PR #617, opened 2017-10-06
Remove [SameObject] from AuthenticatorAssertionResponse.userId

jcjones:
WebIDL does not allow `[SameObject]` to be used for non-interface types, like
`DOMString`.

The WebIDL spec describes its limitations [1] as:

=-=-=

### [Goal of the exercise]
A single number is needed: how many lines of the material contain the word "WebIDL".

### [Reply to the exercise]
2